Comparisons of ribosomal operon structure had previously indicated a close evolutionary relationship between Chlamydia, cyanobacteria, and the plastid progenitor, consistent with past analyses of the AroDE fusion gene (5). Given that our analysis does not support the previous findings for this particular data set (5), we extended the ribosomal operon structure analysis previously used to support the Chlamydia-plastid sisterhood to include other prokaryotes, such as R. baltica. This was done to test if a different prokaryote may also be closely related to the eubacterial plastid progenitor under the same criteria used by Brinkman et al. (5). To compare ribosomal operon structures, initial tables were made using the genome annotation reported to GenBank. If a gene was missing from the operon and not present in the remaining genome annotation, we used BLASTp to determine if the protein was correctly predicted but has not been given a standard annotation. If we could not identify the protein with a BLASTp search, we then used a tBLASTn search against the genome nucleotide sequence to see if the protein was incorrectly predicted or classified as a pseudogene. If we could not find the gene with either of these methods, we reported the gene as missing.

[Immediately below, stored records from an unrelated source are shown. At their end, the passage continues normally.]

PR #38952, opened 2024-11-10
adding the ring of quantum-valued polynomials

fchapoton:
This is a q-analogue of the ring of integer-valued polynomials. The elements are polynomials in x such that their evaluation at every q-integer is a polynomial in q.

### :memo: Checklist


src/sage/rings/polynomial/q_integer_valued_polynomials.py
```diff
@@ -0,0 +1,1170 @@
+r"""
+Quantum-valued polynomial rings
+
+AUTHORS:
+
+- Frédéric Chapoton (2024-03): Initial version
+
+REFERENCES:
+
+.. [HaHo2017] Nate Harman and Sam Hopkins, *Quantum integer-valued
```
tscrim: Probably would be good to add this to main reference file.

src/sage/rings/polynomial/q_integer_valued_polynomials.py
```diff
@@ -0,0 +1,1170 @@
...
+   polynomials*, J. Alg. Comb. 2017, :doi:`10.1007/s10801-016-0717-3`
+
+"""
+# ***************************************************************************
+#  Copyright (C) 2024 Frédéric Chapoton <chapoton-math-unistra-fr>
+#
+#  Distributed under the terms of the GNU General Public License (GPL)
+#                  https://www.gnu.org/licenses/
```
tscrim: This I think should match the standard GPL format in our dev guide.

src/sage/rings/polynomial/q_integer_valued_polynomials.py
```diff
@@ -0,0 +1,1170 @@
...
+
+    Quantum-valued polynomial rings are commutative and associative
+    algebras, with a basis indexed by integers.
+
+    This is endowed with two bases, named ``B`` or ``Binomial``
+    and ``S`` or ``Shifted``.
+
+    INPUT:
+
+    - ``R`` -- commutative ring
```
tscrim, line 133: I think it would be good to have `q` be included as an argument, subsequently it would be a part of the ground ring. Now you can have an option like if the input is :
1. Only `R`, then append `q` as currently implemented.
2. Both `(R, q)`, then do `q = R(q)`.
3. Just `q` and get `R = q.parent()`.

src/sage/rings/polynomial/q_integer_valued_polynomials.py
```diff
@@ -0,0 +1,1170 @@
...
+                    base_N = poly(N)
+                    top_coeff = remain.leading_coefficient() / base_N.lc()
+                    denom = top_coeff.denominator()
+                    if denom.is_term():
+                        numer = top_coeff.numerator()
+                        top_coeff_laurent = laurent_polys(numer) / laurent_polys(denom)
+                    else:
+                        msg = 'not a polynomial with integer values :'
+                        msg += f' {top_coeff} is not a Laurent polynomial'
+                        raise ValueError(msg)
```
tscrim, line 411: It would be good to have a test for this.

src/sage/rings/polynomial/q_integer_valued_polynomials.py
```diff
@@ -0,0 +1,1170 @@
...
+
+                sage: A = QuantumValuedPolynomialRing(QQ).S()
+                sage: A.product_on_basis(0, 1)
+                S[1]
+            """
+            i = ZZ(n1)
+            j = ZZ(n2)
+            if j < i:
+                j, i = i, j
+            q = self.base_ring().gen()
```
tscrim: Rather than getting this every time, I think it would be better to store `self._q = self.base_ring().gen()` in the `__init__`.

src/sage/rings/polynomial/q_integer_valued_polynomials.py
```diff
@@ -0,0 +1,1170 @@
...
+                sage: A.from_h_vector(ex.h_vector())
+                S[2] + q*S[3]
+            """
+            B = self.basis()
+            ring = self.base_ring()
+            q = ring.gen()
+            d = len(hv) - 1
+            m = matrix(ring, d + 1, d + 1,
+                       lambda j, i: (-1)**(d - j) * q_binomial(d - i, d - j, q) *
+                       q**(-d * (d - i) + binomial(d - j, 2)))
```
tscrim: Any reason why you aren't simply creating the lists of lists (or a single list) to pass to the constructor here?

src/sage/rings/polynomial/q_integer_valued_polynomials.py
```diff
@@ -0,0 +1,1170 @@
...
+                if P is self:
+                    return x
+                if P is not self.base_ring():
+                    return self.element_class(self, x.monomial_coefficients())
+
+            # ok, not a quantum-valued polynomial ring element
+            R = self.base_ring()
+            # coercion via base ring
+            x = R(x)
+            if x == 0:
```
tscrim:
```suggestion
            if not x:
```

src/sage/rings/polynomial/q_integer_valued_polynomials.py
```diff
@@ -0,0 +1,1170 @@
...
+                sage: F._poly(4).factor()
+                (1/(q^6 + 3*q^5 + 5*q^4 + 6*q^3 + 5*q^2 + 3*q + 1)) *
+                (q*x + 1) * (q^2*x + q + 1) * (q^3*x + q^2 + q + 1) *
+                (q^4*x + q^3 + q^2 + q + 1)
+            """
+            return q_binomial_x(i, i)
+
+        class Element(CombinatorialFreeModule.Element):
+
+            def umbra(self):
```
tscrim:
```suggestion
        class Element(CombinatorialFreeModule.Element):
            def umbra(self):
```

tscrim (changes requested):

src/sage/rings/polynomial/q_integer_valued_polynomials.py
fchapoton: The new attribute "_q" is not inherited by the Bases. So I have made a method ".q" there. If you have a better way, please tell me.

src/sage/rings/polynomial/q_integer_valued_polynomials.py
fchapoton: Hmm, I would rather not allow a custom q. The ring R is not there to provide q, in my mind. I have added a sentence about that in the doc.

src/sage/rings/polynomial/q_integer_valued_polynomials.py
tscrim: Either have an ABC for the basis or just have both of them provide it.

Nevertheless, having a method `q()` is a good idea.

src/sage/rings/polynomial/q_integer_valued_polynomials.py
tscrim: You don’t expect anyone to want to specialize `q`? It also feels slightly off mathematically to not have `q` in the base ring, but perhaps that is just from my experience with Hecke algebras and quantum groups...

fchapoton: I am not sure. For my own usage, I have a base ring of coefficients, almost always QQ, and the variable q on top of that. For this algebra of quantum-valued polynomials, I can see no interest to have q a complex number. Of course, one can evaluate to polynomials and then evaluate q if one will.

tscrim: I believe certain Askey scheme $q$-orthogonal polynomials (e.g., [cont. q-Hermite](https://en.wikipedia.org/wiki/Continuous_q-Hermite_polynomials)) would be in this ring, and problems I've worked on, we want to consider $q \in \mathbb{R}_{>0}$. There might also be important considerations for doing things over finite fields (or $q$ satisfying some relation). I think it would be better to be more general as it is easy to add and keep the most common behavior ($q$ is a generic parameter).

src/sage/rings/polynomial/q_integer_valued_polynomials.py
```diff
@@ -0,0 +1,1203 @@
...
+        return ring.one()
+    return ring.prod(q_int_x(m + 2 - i) / q_int(i) for i in range(1, n + 1))
+
+
+class QuantumValuedPolynomialRing(UniqueRepresentation, Parent):
+    r"""
+    The quantum-valued polynomial ring over a base ring.
+
+    Quantum-valued polynomial rings are commutative and associative
+    algebras, with a basis indexed by integers.
```
tscrim: Can you also add the definition to this documentation?

src/sage/rings/polynomial/q_integer_valued_polynomials.py
tscrim: Thank you. However, can you put the input normalization in a `__classcall_private__`? Otherwise `(LaurentPolynomialRing(QQ, 'q'), q)` and `(QQ)` would give identical but distinct instances.

src/sage/rings/polynomial/q_integer_valued_polynomials.py
```diff
@@ -0,0 +1,1250 @@
+r"""
+Quantum-valued polynomial rings
+
+This provide a `q`-analogue of the :class:`~sage.rings.polynomials.integer_valued_polynomials.IntegerValuedPolynomialRing`.
```
tscrim:
```suggestion
This provides a `q`-analogue of the
:class:`~sage.rings.polynomials.integer_valued_polynomials.IntegerValuedPolynomialRing`.
```

src/sage/rings/polynomial/q_integer_valued_polynomials.py
fchapoton: I have now allowed to provide an optional q. Then the ring must contain this q.

src/sage/rings/polynomial/q_integer_valued_polynomials.py
fchapoton: done, hopefully

tscrim (commented):
Thank you. This should be the last two things.

src/sage/rings/polynomial/q_integer_valued_polynomials.py
```diff
@@ -0,0 +1,1255 @@
...
+        sage: 1 - B[2] * B[2] / 2
+        S[0] - (1/2*q^-3)*S[2] + (1/2*q^-4+q^-3+q^-2+1/2*q^-1)*S[3]
+        - (1/2*q^-4+1/2*q^-3+q^-2+1/2*q^-1+1/2)*S[4]
+    """
+    @staticmethod
+    def __classcall_private__(cls, R, q=None) -> None:
+        """
+        Normalize the input.
+        """
+        if R not in Rings().Commutative():
```
tscrim:
```suggestion
    def __classcall_private__(cls, R, q=None) -> None:
        """
        Normalize the input.

        EXAMPLES::

            sage: q = LaurentPolynomialRing(QQ, 'q').gen()
            sage: F1 = QuantumValuedPolynomialRing(QQ)
            sage: F2 = QuantumValuedPolynomialRing(q.parent(), q)
            sage: F1 is F2
            True
        """
        if R not in Rings().Commutative():
```
Thank you. Now just to add a doctest verifying the consistency. Once done, this will be a positive review.

src/sage/rings/polynomial/q_integer_valued_polynomials.py
tscrim: This will work. It feels very slightly different than the definition in the paper, but the definition here definitely allows for more general base rings. Not sure if this makes any actual difference though.

tscrim (approved):
Thank you. LGTM.

fchapoton:
the meson conda failure seems to be related. No idea what this is doing, apparently not seeing the new module. Not the first time I met this issue, see also #38965

tscrim:
Yea, I usually ignore that since it happens so often... positive review.

tobiasdiez:
You have to add the new file in `src/sage/rings/polynomial/meson.build`, either manually or by running `tools/update-meson.py`.
Sorry, it's on my todo list to add documentation around this and post a bit more details about meson on the mailing list.

tobiasdiez:
Thanks for the fix!

PR #38954, opened 2024-11-10
Fix configure script generated by pkgconf-2.3.0

vbraun:
Pkgconf 2.3.0 changes the PKG_PROG_PKG_CONFIG macro to error out instead of marking it as not found. Arguably this is the correct default for most but not for us, since we support building on macos where Apple, in their infinite wisdom, decided not to ship their dev tools with it.

See also: https://github.com/pkgconf/pkgconf/blob/master/NEWS

    dnl PKG_PROG_PKG_CONFIG([MIN-VERSION], [ACTION-IF-NOT-FOUND])
    dnl ---------------------------------------------------------
    dnl Since: 0.16
    dnl
    dnl Search for the pkg-config tool and set the PKG_CONFIG variable to
    dnl first found in the path. Checks that the version of pkg-config found
    dnl is at least MIN-VERSION. If MIN-VERSION is not specified, 0.9.0 is
    dnl used since that's the first version where most current features of
    dnl pkg-config existed.
    dnl
    dnl If pkg-config is not found or older than specified, it will result
    dnl in an empty PKG_CONFIG variable. To avoid widespread issues with
    dnl scripts not checking it, ACTION-IF-NOT-FOUND defaults to aborting.
    dnl You can specify [PKG_CONFIG=false] as an action instead, which would
    dnl result in pkg-config tests failing, but no bogus error messages.

### :memo: Checklist

### DIFF
--- a/configure.ac
+++ b/configure.ac
@@ -222,7 +222,7 @@ dnl Exit autoconf with exit code 16 in this case. This will be
 dnl caught by the bootstrap script.
 m4_exit(16)])
 
-PKG_PROG_PKG_CONFIG([0.29])
+PKG_PROG_PKG_CONFIG([0.29], [PKG_CONFIG=false])
 
 AC_CHECK_PROG(found_ranlib, ranlib, yes, no)
 if test x$found_ranlib != xyes


kwankyu:
I am new to this territory. So perhaps a stupid question: Is pkgconf or pkg-config a build prerequisite on mac? I think it should because either of them must provide the macro PKG_PROG_PKG_CONFIG in the first place. But then why it does not appear here: https://doc-release--sagemath.netlify.app/html/en/reference/spkg/_prereq ?

vbraun:
The pkgconf m4 scripts are, together with autoconf/autotools, a prerequisite for generating `configure.ac` -> `configure`. 

But they are not required for building Sage from source. The `bootstrap` script will either run autoconf or, failing that, download a pre-generated `configure`. This is `build/pkgs/configure`, and I generate a new one whenever I push a new version.

Fedora 40 -> 41 updated the pkgconf m4 scripts, so this the breakage comes from.

kwankyu (approved):
Thanks for explaining how bootstrap things work. LGTM.

PR #38956, opened 2024-11-12
Hide GAP finiteness warnings during isomorphism check 

### LINKED ISSUE #38889: Random test failures in `finitely_presented_named`
### Steps To Reproduce

_No response_

### Expected Behavior

Test pass

### Actual Behavior

```
sage -t --warn-long 5.0 --random-seed=130677747974987316498399576088509580425 src/sage/groups/finitely_presented_named.py
File "src/sage/groups/finitely_presented_named.py", line 485, in sage.groups.finitely_presented_named.AlternatingPresentation
Failed example:
    A1.is_isomorphic(A2), A1.order()
Expected:
    (True, 1)
Got:
    #I  Forcing finiteness test
    (True, 1)
```

### Additional Information

_No response_

### Environment

Linux: https://github.com/sagemath/sage/actions/runs/11572245422/job/32211815924

### Checklist

orlitzky:
To fix https://github.com/sagemath/sage/issues/38889 and others like it, we hide the `"#I  Forcing finiteness test` warning that can be printed by GAP if one of the groups is not (yet) known to be finite.


dcoudert (approved):
LGTM.

orlitzky:
Thank you!

user202729:
Has been a while, but I wonder if hiding the warning is the best idea. After all, warnings are displayed for a reason.

The original motivation is just to make the doctests pass. For that Sage has a custom `SageOutputChecker`, where you can implement `do_fixup()`.

orlitzky:
> Has been a while, but I wonder if hiding the warning is the best idea. After all, warnings are displayed for a reason.

The isomorphism check only works on finite groups, so my thought process was, if it has to check that the groups are finite... okay? Is there any action I should take? If not, it's just noise. Printing unstructured GAP messages to the console also isn't great from the sage UI perspective since there's no easy way to hide them in your own program like there would be with e.g. a python warning.

For power users and developers, the warnings are still available if you really want to see them: just use `G.gap().IsomorphismGroups(H.gap())` instead of the sage method.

Nucleotide sequence accession number.

The sequences of arom and DAHP II have been deposited in GenBank under the accession numbers AY601281 and AY787836, respectively.

RESULTS

Comparative genomic and molecular biological sampling of shikimate genes.

No shikimate homologues were identified from the present Entamoeba histolytica, Dictyostelium discoideum, Trypanosoma cruzi, Trypanosoma brucei, Leishmania major, Trichomonas vaginalis, or Giardia intestinalis genome projects (last sampled December 2005). Putative arom homologues, as well as DAHP II and AroC genes, were identified in T. thermophila, P. ramorum, and the basidiomycetous and zygomycetous fungi. In addition, R. oryzae possessed an extra fusion gene as a reduced form of the arom gene (see Fig. 2). Analyses of T. pseudonana, C. reinhardtii, and C. merolae revealed homologues for all seven steps of the shikimate pathway, but no arom structure was present and all five functionally equivalent genes had a domain fusion arrangement similar to that seen in land plants. The C. reinhardtii sequence data recovered for DAHP II, the AroDE fusion gene, and the AroC gene were partial and so were excluded from the respective phylogenies.

FIG. 2.

FIG. 2.

Phylogeny of AroB. This phylogeny was calculated from an amino acid alignment of 87 sequences and 209 characters. The node showing separation of the Plantae away from the arom-possessing eukaryotes, indicative of an HGT from the β/γ-proteobacteria is circled. The node supporting monophyly of arom-possessing taxa, with the exception of T. thermophila and T. gondii, and demonstrating arom reduction in R. oryzae is boxed. The figure is illustrated using the same conventions as Fig. 1, with the addition that fusion genes are noted using square brackets and the shikimate gene fusion order is illustrated using the Aro convention. This convention for fusion genes will be used in all subsequent relevant figures.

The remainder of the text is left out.